# Prob mit mod_rewrite



## fischkrampf (9. April 2002)

Hi,

ich hab ein Problem mit dem Apache Plugin mod_rewrite. Ich habe auf Windows 2000 EasyPHP installiert, was soweit funkioniert. Nun möchte ich gerne die rewrite Funktionen benutzen. Das Plugin ist aber noch nicht installiert. Wie installiere ich das Plugin, sodass ich nur noch in einer .htaccess datei die Regeln für das Ersetzen festlegen muss???

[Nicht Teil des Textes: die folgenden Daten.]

PR #456, opened 2018-07-19
Add code coverage report for gradle build.

frankfliu:
*Issue #, if available:*

*Description of changes:*

### DIFF
--- a/ci/buildspec.yml
+++ b/ci/buildspec.yml
@@ -23,6 +23,7 @@ phases:
       - pip install -U -e .
   build:
     commands:
+      - frontend/gradlew -p frontend build
       - python -m pytest mms/tests/unit_tests
       # integration test is broken: https://github.com/awslabs/mxnet-model-server/issues/437
       #- python -m pytest mms/tests/integration_tests
--- a/frontend/build.gradle
+++ b/frontend/build.gradle
@@ -38,8 +38,19 @@ configure(javaProjects()) {
             events "passed", "skipped", "failed", "standardOut", "standardError"
         }
     }
+    test.finalizedBy(project.tasks.jacocoTestReport)
 
     compileJava {
         options.compilerArgs << "-Xlint:all,-options,-static" << "-Werror"
+    }
+
+    jacocoTestCoverageVerification {
+        violationRules {
+            rule {
+                limit {
+                    minimum = 0.65
+                }
+            }
+        }
     }
 }
--- a/frontend/build.gradle
+++ b/frontend/build.gradle
@@ -48,7 +48,7 @@ configure(javaProjects()) {
         violationRules {
             rule {
                 limit {
-                    minimum = 0.65
+                    minimum = 0.75
                 }
             }
         }
--- a/frontend/gradle/wrapper/gradle-wrapper.properties
+++ b/frontend/gradle/wrapper/gradle-wrapper.properties
@@ -3,4 +3,4 @@ distributionBase=GRADLE_USER_HOME
 distributionPath=wrapper/dists
 zipStoreBase=GRADLE_USER_HOME
 zipStorePath=wrapper/dists
-distributionUrl=https\://services.gradle.org/distributions/gradle-4.0-bin.zip
+distributionUrl=https\://services.gradle.org/distributions/gradle-4.9-bin.zip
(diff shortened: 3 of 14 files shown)


frontend/modelarchive/src/main/java/com/amazonaws/ml/mms/archive/Manifest.java
```diff
@@ -190,20 +190,19 @@ public void setModelVersion(String modelVersion) {
...
 
-        public String getParametersFile() {
-            return parametersFile;
+        public Map<String, Object> getExtensions() {
+            return extensions;
         }
 
-        public void setParametersFile(String parametersFile) {
-            this.parametersFile = parametersFile;
+        public void setExtensions(Map<String, Object> extensions) {
```
piyushghai: Should we have a null check here as well ? and if a null extensions is passed, we set extensions to a new instance of LinkedHashMap ?

frankfliu: The extensions is nullable. If extensions is null, we don't serialize this field into json. extensions will be created if addExtensions() is called at later time.

frontend/modelarchive/src/main/java/com/amazonaws/ml/mms/archive/Manifest.java
```diff
@@ -190,20 +190,19 @@ public void setModelVersion(String modelVersion) {
...
-            return symbolFile;
-        }
-
-        public void setSymbolFile(String symbolFile) {
-            this.symbolFile = symbolFile;
+        public void addExtension(String key, Object value) {
+            if (extensions == null) {
+                extensions = new LinkedHashMap<>();
+            }
+            extensions.put(key, value);
```
vdantu: Doesn't this rewrite a key's value, if the key already exists? Should we throw warning in case where users are unknowingly creating duplicate key-value extensions?

frontend/modelarchive/src/main/java/com/amazonaws/ml/mms/archive/ModelArchive.java
```diff
@@ -78,7 +78,7 @@ public static ModelArchive downloadModel(String modelStore, String url)
             }
         }
 
-        if (url.startsWith(".")) {
+        if (url.contains("..")) {
```
vdantu: What is this used for? Is this a "relative paths" check?

frontend/modelarchive/src/test/java/com/amazonaws/ml/mms/archive/Exporter.java
```diff
@@ -121,17 +121,17 @@ public static void main(String[] args) {
...
             File symbolFile = findUniqueFile(files, "-symbol.json");
             if (symbolFile != null) {
-                model.setSymbolFile(symbolFile.getName());
+                model.addExtension("symbolFile", symbolFile.getName());
             }
 
             File paramsFile = findUniqueFile(files, ".params");
             if (paramsFile != null) {
-                model.setParametersFile(paramsFile.getName());
+                model.addExtension("parametersFile", paramsFile.getName());
```
vdantu: IS there a way for customers to feed in the symbol/params file? This seems like we are assuming we will have only one params/symbol file or else we throw an exception.

frontend/modelarchive/src/main/java/com/amazonaws/ml/mms/archive/ModelArchive.java
frankfliu: If the url contains .., hacker can navigate to any file path.

frontend/modelarchive/src/main/java/com/amazonaws/ml/mms/archive/Manifest.java
frankfliu: This is a setter like method, it doesn't make sense to check duplicate here.
How can you throw a warning here?
How do you know if user want to override the value of not?

frontend/modelarchive/src/test/java/com/amazonaws/ml/mms/archive/Exporter.java
frankfliu: 1. This is an unit test code.
2. This logic is the same as current python export logic. I think we should allow user to specify these values, but I preferred do it with a UI.

frankfliu:
This PR contains 4 commits, they are mixed with different changes.

vrakesh:
Test coverage part looks good , we can merge this once conflict is resolved.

Vielen Dank für eure Hilfe!!!

fischkrampf


----------



## Gottox (24. April 2003)

Kuck im apache ordner unter conf/httpd.conf da suchst du nach mod_rewrite
Wenn du eine Zeile von wegen LoadModule rewrite_module findest, einfach davor das #-Zeichen weg, speichern, Apache neustarten und schon müsste es funktionieren.


----------



## fischkrampf (24. April 2003)

Danke für die schnelle Antwort.
(Der Post is jetz ein Jahr alt)

Aber ich habe das Problem mittlerweile gelöst...  



Gruß 
fisch


----------



## Gottox (25. April 2003)

Bei solchen Fragen kuck ich eigentlich nie auf datum... Die werden normal schnell beantwortet...
Muss ich mir wohl angewöhnen immer nachzusehn...


----------



## ohio (29. April 2003)

schade das man keine signaturen kommentieren kann, ... ach ne, lieber doch net.


----------